Wow, that is weird. Maybe it's a VM issue? I haven't tried MDB in a VM, nor with Trixie/Testing yet (didn't have time the other night). Maybe try it with SQLite first while you're getting a feel for it?

I'm not sure what i did wrong. I created a postgres DB and created a connection. I think it's better to do everything from scratch first, from build with latest rustc version.

[rjzak]

Hopefully there will be lessons learned so we can make this an easier, smoother, simpler process in the future.

[dmknght]

Hopefully there will be lessons learned so we can make this an easier, smoother, simpler process in the future.

I decided drop db, remove configs and other stuff instead of making a server fully from scratch to save time. I'm more familiar with MySQL syntax so playing with Postgres wasn't really fun at all LoL.

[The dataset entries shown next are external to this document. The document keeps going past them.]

PR #30340, opened 2024-09-19
fix(CI): increase node JS heap size

rusackas:
### SUMMARY
This is a bit of a shot in the dark, but I saw that some Jest tests were failing due to Javascript running out of heap memory (see screenshot).
My _conjecture_ is that the Native Filter tests we're struggling with are the same issue we're running into here.

So... let's throw a dart at the problem. Apparently, the default size is 1.5GB, so let's go to 4! GPT thinks this'll work for both jest, and the chrome/chromium browser we use in E2E tests, so here goes nothing! Apparently the small GH action runners have 7GB ram, so this seems reasonable-ish.

Screenshot 2024-09-19 at 3 53 47 PM

### TESTING INSTRUCTIONS
If CI passes, we should be good. 

### ADDITIONAL INFORMATION

- [ ] Has associated issue:
- [ ] Required feature flags:
- [ ] Changes UI


villebro:
No PR talking about dialing something up should go without a reference to Spinal Tap..

image

rusackas:
> No PR talking about dialing something up should go without a reference to Spinal Tap..
> 
> image

LOL, I'm literally trying to get a tattoo of that knob. Awaiting response from two artists.

villebro:
> LOL, I'm literally trying to get a tattoo of that knob. Awaiting response from two artists.

After that I feel you should be granted permission to self-approve any PR making these types of changes 🎛️

mistercrunch (approved):
TO ELEVEN!

dpgaspar (approved):

rusackas:
Hmmm... one of the OTHER tests is failing, but (thankfully) not the usual native filters tests. Maybe I only turned it up to like 9. Let's see what a couple more GB does...

villebro:
> Hmmm... one of the OTHER tests is failing, but (thankfully) not the usual native filters tests. Maybe I only turned it up to like 9. Let's see what a couple more GB does...

That's one of the less frequently flaking tests, and is probably unaffected by extra memory

villebro (approved):
LGTM, let's hope this makes the Cypress tests less flaky/quicker 👍

rusackas:
I'm actually optimistic about the quicker part... this should use less swap, at least.

PR #30364, opened 2024-09-23
feat(datasets): Allow swap dataset after deletion

Antonio-RiveroMartnez:
### SUMMARY
Currently, if you delete a dataset, the charts that were using it don't keep the controls config when swapping to a dataset that have similar structure.
This is because the state gets overwritten with form data that doesn't have the controls configs so the sync method is not able to fetch the correct values for them.

This PR keeps the values and other configs when the API response doesn't include dataset id (deleted) and fallback to read from the datasource when getting the controls values in case there's nothing in the state.

One thing to notice is that before, when you first loaded a chart that have no dataset because it was deleted, the explore data was a fallback and didn't trigger the API requests, now, because we're not using this fallback explore but keeping the form data info from the API response, the UI will show a `Not Found` error until you swap the dataset and update the chart.

Before:

https://github.com/user-attachments/assets/504820d1-de8b-469c-a471-31867649dacd

Now:

https://github.com/user-attachments/assets/f5495027-5270-42d4-9a9e-25fb9cbbe3a2

### TESTING INSTRUCTIONS
Create two datasets with the same schema (columns and metrics).
Create a chart using one of these and save it.
Delete this dataset.
Access the chart -- you'll see an option to swap the dataset.
Remap the chart to use the other dataset.
Your controls config must be kept

### ADDITIONAL INFORMATION

- [ ] Has associated issue:
- [ ] Required feature flags:
- [ ] Changes UI

### DIFF
--- a/superset-frontend/src/explore/controlUtils/getControlValuesCompatibleWithDatasource.ts
+++ b/superset-frontend/src/explore/controlUtils/getControlValuesCompatibleWithDatasource.ts
@@ -54,37 +54,34 @@ const isControlValueCompatibleWithDatasource = (
       );
     }
   }
-  if (controlState.savedMetrics && isSavedMetric(value)) {
-    if (
-      controlState.savedMetrics.some(
-        (savedMetric: Metric) => savedMetric.metric_name === value,
-      ) ||
-      !isEmpty(datasource?.metrics)
-    ) {
-      return datasource.metrics.some(
-        (metric: Metric) => metric.metric_name === value,
-      );
-    }
+  if (
+    controlState.savedMetrics &&
+    isSavedMetric(value) &&
+    (controlState.savedMetrics.some(
+      (savedMetric: Metric) => savedMetric.metric_name === value,
+    ) ||
+      !isEmpty(datasource?.metrics))
+  ) {
+    return datasource.metrics.some(
+      (metric: Metric) => metric.metric_name === value,
+    );
   }
   if (
     controlState.columns &&
-    (isAdhocMetricSimple(value) || isSimpleAdhocFilter(value))
-  ) {
-    if (
-      (!isEmpty(controlState.columns) &&
-        controlState.columns.some(
-          (column: Column) =>
-            column.column_name === (value as AdhocMetric).column?.column_name ||
-            column.column_name === (value as SimpleAdhocFilter).subject,
-        )) ||
-      !isEmpty(datasource?.columns)
-    ) {
-      return datasource.columns.some(
+    (isAdhocMetricSimple(value) || isSimpleAdhocFilter(value)) &&
+    ((!isEmpty(controlState.columns) &&
+      controlState.columns.some(
         (column: Column) =>
           column.column_name === (value as AdhocMetric).column?.column_name ||
           column.column_name === (value as SimpleAdhocFilter).subject,
-      );
-    }
+      )) ||
+      !isEmpty(datasource?.columns))
+  ) {
+    return datasource.columns.some(
+      (column: Column) =>
+        column.column_name === (value as AdhocMetric).column?.column_name ||
+        column.column_name === (value as SimpleAdhocFilter).subject,
+    );
   }
   if (isAdhocMetricSQL(value)) {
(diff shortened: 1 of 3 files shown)


sfirke:
Wow, that is a nice quality of life improvement for users!  Huge potential time saver.

rusackas:
I think this PR is a fantastic step in the right direction ❤️ 

If there's interest/bandwidth to take things a step further, it's worth noting that deleting a dataset might break HUNDREDS of charts. While this PR allows you to restore them one at a time, it might be a great idea to (also) allow this swap/substitution in the Dataset deletion modal. You could give the user any/all of these choices:
* Replace {deleted dataset} with [Select dataset ˅]
* Delete dataset (charts will be broken)
* Delete dataset and affected charts

Of course, taking it even further over the horizon, we probably shouldn't be deleting _anything_ but rather doing "soft deletes" where rows are tagged as deleted, so that they can be restored by a DBA. (Note, this is not the same as "Archiving" which requires UI changes and un-archiving capabilities.

Love the PR, but just saying this is the entry of a longer tunnel ;)

superset-frontend/src/explore/controlUtils/getControlValuesCompatibleWithDatasource.ts
```diff
@@ -27,50 +27,64 @@ import {
...
-        column.column_name === (value as SimpleAdhocFilter).subject,
-    )
+    (isAdhocMetricSimple(value) || isSimpleAdhocFilter(value))
   ) {
-    return datasource.columns.some(
-      (column: Column) =>
-        column.column_name === (value as AdhocMetric).column?.column_name ||
-        column.column_name === (value as SimpleAdhocFilter).subject,
-    );
+    if (
```
kgabryje, line 73: same here

superset-frontend/src/pages/Chart/index.tsx
```diff
@@ -43,7 +43,10 @@ import { getItem, LocalStorageKeys } from 'src/utils/localStorageHelpers';
 import { getFormDataWithDashboardContext } from 'src/explore/controlUtils/getFormDataWithDashboardContext';
 
 const isValidResult = (rv: JsonObject): boolean =>
-  rv?.result?.form_data && isDefined(rv?.result?.dataset?.id);
+  rv?.result?.form_data && rv?.result?.dataset;
+
+const hasDataseId = (rv: JsonObject): boolean =>
```
kgabryje, line 48:
```suggestion
const hasDatasetId = (rv: JsonObject): boolean =>
```

superset-frontend/src/pages/Chart/index.tsx
```diff
@@ -52,7 +55,19 @@ const fetchExploreData = async (exploreUrlParams: URLSearchParams) => {
       endpoint: 'api/v1/explore/',
     })(exploreUrlParams);
     if (isValidResult(rv)) {
-      return rv;
+      if (hasDataseId(rv)) {
```
kgabryje, line 58:
```suggestion
      if (hasDatasetId(rv)) {
```

kgabryje (approved):
Looks great! Left some non-blocking comments.

Unrelated to this PR, but I'd love to see a more verbose error than "Not found" in the chart area

superset-frontend/src/explore/controlUtils/getControlValuesCompatibleWithDatasource.ts
```diff
@@ -27,50 +27,64 @@ import {
...
-    isSavedMetric(value) &&
-    controlState.savedMetrics.some(
-      (savedMetric: Metric) => savedMetric.metric_name === value,
-    )
-  ) {
-    return datasource.metrics.some(
-      (metric: Metric) => metric.metric_name === value,
-    );
+  if (controlState.savedMetrics && isSavedMetric(value)) {
+    if (
```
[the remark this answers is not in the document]
Antonio-RiveroMartnez: Trying to make them as the first one, but yeah, the new condition is not that crazy so I'll just use one.

geido (approved):

PR #41, opened 2021-11-10
✨ HPC-8260: Required changes to address HPC-8260

s0:
Supports UN-OCHA/hpc_service#2486


czmj:
There's some duplication with #42 in this, but looks good to go once it's rebased.

Pl217 (approved):

PR #42, opened 2021-11-10
Define models needed for HPC-8163

Pl217:
These models are needed for https://github.com/UN-OCHA/hpc_service/pull/2445


czmj (approved):
Thanks!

Anyway If I managed to make it, I would like to list my steps as an instruction because I personally feel like a detailed tutorial is better.

[dmknght]

Good news: Everything is working. I think the error of this topic was my mistake didn't add user, group to source. That's my bad skipping 4th step for some reason lol. Kinda bad news: When I uploaded a big file, server gave me error:

File is ELF, hash: 00ae07c9fe63b080181b8a6d59c6b3b6f9913938858829e5a42ab90fb72edf7a, size: 7.8 MB Update:

• When I used wrong id value, server responded Sample uploaded but it didn't, I think it should be changed
• Seems like file size too large is the problem that showed crash. I also found an other crash. Should I create new issues for them? I mean this very topic should be closed because I didn't create source for current user (admin), hence it showed error

P/S: I think the code logic should be updated when admin didn't set source too.

[rjzak]

A new issue would be great, and the code should display a useful error when the needed info isn't present. An issue for that would also help so I can try to replicate that.

My hope was to make it so you don't have to do much to get things working with Postgres, so that's something I can work on starting with better documentation. But some things can't be helped since admin rights are needed to make a user and create a database.